**EXERCISE OBJECTIVE:** Return every line below exactly.

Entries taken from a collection
##############################

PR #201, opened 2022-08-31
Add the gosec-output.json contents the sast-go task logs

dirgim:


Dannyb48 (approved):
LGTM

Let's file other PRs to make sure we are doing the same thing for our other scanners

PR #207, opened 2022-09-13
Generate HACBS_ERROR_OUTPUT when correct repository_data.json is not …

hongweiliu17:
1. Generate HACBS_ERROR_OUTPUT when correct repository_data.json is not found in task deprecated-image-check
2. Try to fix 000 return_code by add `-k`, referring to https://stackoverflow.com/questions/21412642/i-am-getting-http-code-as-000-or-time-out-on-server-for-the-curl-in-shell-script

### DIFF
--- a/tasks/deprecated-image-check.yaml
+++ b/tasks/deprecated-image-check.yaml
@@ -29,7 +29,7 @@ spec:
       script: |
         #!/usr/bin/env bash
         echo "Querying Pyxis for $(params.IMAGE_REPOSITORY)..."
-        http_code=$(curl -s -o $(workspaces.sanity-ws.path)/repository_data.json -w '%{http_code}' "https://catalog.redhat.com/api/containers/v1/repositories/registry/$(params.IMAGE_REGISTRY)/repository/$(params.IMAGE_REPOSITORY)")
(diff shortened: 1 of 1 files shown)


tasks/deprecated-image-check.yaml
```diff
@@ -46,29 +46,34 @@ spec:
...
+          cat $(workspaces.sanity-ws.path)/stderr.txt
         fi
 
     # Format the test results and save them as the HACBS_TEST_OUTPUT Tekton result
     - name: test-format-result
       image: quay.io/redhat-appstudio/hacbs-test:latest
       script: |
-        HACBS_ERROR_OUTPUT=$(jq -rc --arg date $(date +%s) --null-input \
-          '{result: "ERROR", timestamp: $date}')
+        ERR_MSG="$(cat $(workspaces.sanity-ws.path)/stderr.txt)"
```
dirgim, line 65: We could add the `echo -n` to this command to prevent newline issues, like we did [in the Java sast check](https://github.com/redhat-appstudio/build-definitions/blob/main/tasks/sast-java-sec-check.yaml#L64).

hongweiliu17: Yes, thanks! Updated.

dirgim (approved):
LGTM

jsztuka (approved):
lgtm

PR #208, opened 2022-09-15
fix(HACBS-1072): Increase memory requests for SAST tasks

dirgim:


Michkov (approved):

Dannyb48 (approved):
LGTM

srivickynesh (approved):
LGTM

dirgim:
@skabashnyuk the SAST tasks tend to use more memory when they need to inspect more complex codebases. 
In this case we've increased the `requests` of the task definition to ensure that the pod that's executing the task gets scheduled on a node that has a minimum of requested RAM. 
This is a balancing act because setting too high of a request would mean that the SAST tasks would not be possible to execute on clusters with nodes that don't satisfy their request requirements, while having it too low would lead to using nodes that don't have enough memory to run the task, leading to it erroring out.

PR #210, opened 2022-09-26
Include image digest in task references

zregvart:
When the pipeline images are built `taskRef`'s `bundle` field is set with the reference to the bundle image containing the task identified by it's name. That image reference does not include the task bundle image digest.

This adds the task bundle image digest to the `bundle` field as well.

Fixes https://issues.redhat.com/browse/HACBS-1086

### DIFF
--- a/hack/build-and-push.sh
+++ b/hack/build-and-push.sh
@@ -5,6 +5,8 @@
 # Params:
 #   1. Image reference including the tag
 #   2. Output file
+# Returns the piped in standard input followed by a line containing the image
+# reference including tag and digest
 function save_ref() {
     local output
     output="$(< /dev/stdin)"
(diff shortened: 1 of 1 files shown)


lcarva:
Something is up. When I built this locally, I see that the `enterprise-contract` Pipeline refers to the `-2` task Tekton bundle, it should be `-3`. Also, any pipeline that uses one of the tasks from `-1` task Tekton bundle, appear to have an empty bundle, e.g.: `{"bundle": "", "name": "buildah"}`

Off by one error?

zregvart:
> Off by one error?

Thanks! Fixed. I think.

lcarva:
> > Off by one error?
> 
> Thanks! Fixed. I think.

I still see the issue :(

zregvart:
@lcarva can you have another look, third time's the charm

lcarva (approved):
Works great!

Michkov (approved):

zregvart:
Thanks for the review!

##############################

**SOLUTION TO THIS PROBLEM:**
PR #201, opened 2022-08-31
Add the gosec-output.json contents the sast-go task logs

dirgim:


Dannyb48 (approved):
LGTM

Let's file other PRs to make sure we are doing the same thing for our other scanners

PR #207, opened 2022-09-13
Generate HACBS_ERROR_OUTPUT when correct repository_data.json is not …

hongweiliu17:
1. Generate HACBS_ERROR_OUTPUT when correct repository_data.json is not found in task deprecated-image-check
2. Try to fix 000 return_code by add `-k`, referring to https://stackoverflow.com/questions/21412642/i-am-getting-http-code-as-000-or-time-out-on-server-for-the-curl-in-shell-script

### DIFF
--- a/tasks/deprecated-image-check.yaml
+++ b/tasks/deprecated-image-check.yaml
@@ -29,7 +29,7 @@ spec:
       script: |
         #!/usr/bin/env bash
         echo "Querying Pyxis for $(params.IMAGE_REPOSITORY)..."
-        http_code=$(curl -s -o $(workspaces.sanity-ws.path)/repository_data.json -w '%{http_code}' "https://catalog.redhat.com/api/containers/v1/repositories/registry/$(params.IMAGE_REGISTRY)/repository/$(params.IMAGE_REPOSITORY)")
(diff shortened: 1 of 1 files shown)


tasks/deprecated-image-check.yaml
```diff
@@ -46,29 +46,34 @@ spec:
...
+          cat $(workspaces.sanity-ws.path)/stderr.txt
         fi
 
     # Format the test results and save them as the HACBS_TEST_OUTPUT Tekton result
     - name: test-format-result
       image: quay.io/redhat-appstudio/hacbs-test:latest
       script: |
-        HACBS_ERROR_OUTPUT=$(jq -rc --arg date $(date +%s) --null-input \
-          '{result: "ERROR", timestamp: $date}')
+        ERR_MSG="$(cat $(workspaces.sanity-ws.path)/stderr.txt)"
```
dirgim, line 65: We could add the `echo -n` to this command to prevent newline issues, like we did [in the Java sast check](https://github.com/redhat-appstudio/build-definitions/blob/main/tasks/sast-java-sec-check.yaml#L64).

hongweiliu17: Yes, thanks! Updated.

dirgim (approved):
LGTM

jsztuka (approved):
lgtm

PR #208, opened 2022-09-15
fix(HACBS-1072): Increase memory requests for SAST tasks

dirgim:


Michkov (approved):

Dannyb48 (approved):
LGTM

srivickynesh (approved):
LGTM

dirgim:
@skabashnyuk the SAST tasks tend to use more memory when they need to inspect more complex codebases. 
In this case we've increased the `requests` of the task definition to ensure that the pod that's executing the task gets scheduled on a node that has a minimum of requested RAM. 
This is a balancing act because setting too high of a request would mean that the SAST tasks would not be possible to execute on clusters with nodes that don't satisfy their request requirements, while having it too low would lead to using nodes that don't have enough memory to run the task, leading to it erroring out.

PR #210, opened 2022-09-26
Include image digest in task references

zregvart:
When the pipeline images are built `taskRef`'s `bundle` field is set with the reference to the bundle image containing the task identified by it's name. That image reference does not include the task bundle image digest.

This adds the task bundle image digest to the `bundle` field as well.

Fixes https://issues.redhat.com/browse/HACBS-1086

### DIFF
--- a/hack/build-and-push.sh
+++ b/hack/build-and-push.sh
@@ -5,6 +5,8 @@
 # Params:
 #   1. Image reference including the tag
 #   2. Output file
+# Returns the piped in standard input followed by a line containing the image
+# reference including tag and digest
 function save_ref() {
     local output
     output="$(< /dev/stdin)"
(diff shortened: 1 of 1 files shown)


lcarva:
Something is up. When I built this locally, I see that the `enterprise-contract` Pipeline refers to the `-2` task Tekton bundle, it should be `-3`. Also, any pipeline that uses one of the tasks from `-1` task Tekton bundle, appear to have an empty bundle, e.g.: `{"bundle": "", "name": "buildah"}`

Off by one error?

zregvart:
> Off by one error?

Thanks! Fixed. I think.

lcarva:
> > Off by one error?
> 
> Thanks! Fixed. I think.

I still see the issue :(

zregvart:
@lcarva can you have another look, third time's the charm

lcarva (approved):
Works great!

Michkov (approved):

zregvart:
Thanks for the review!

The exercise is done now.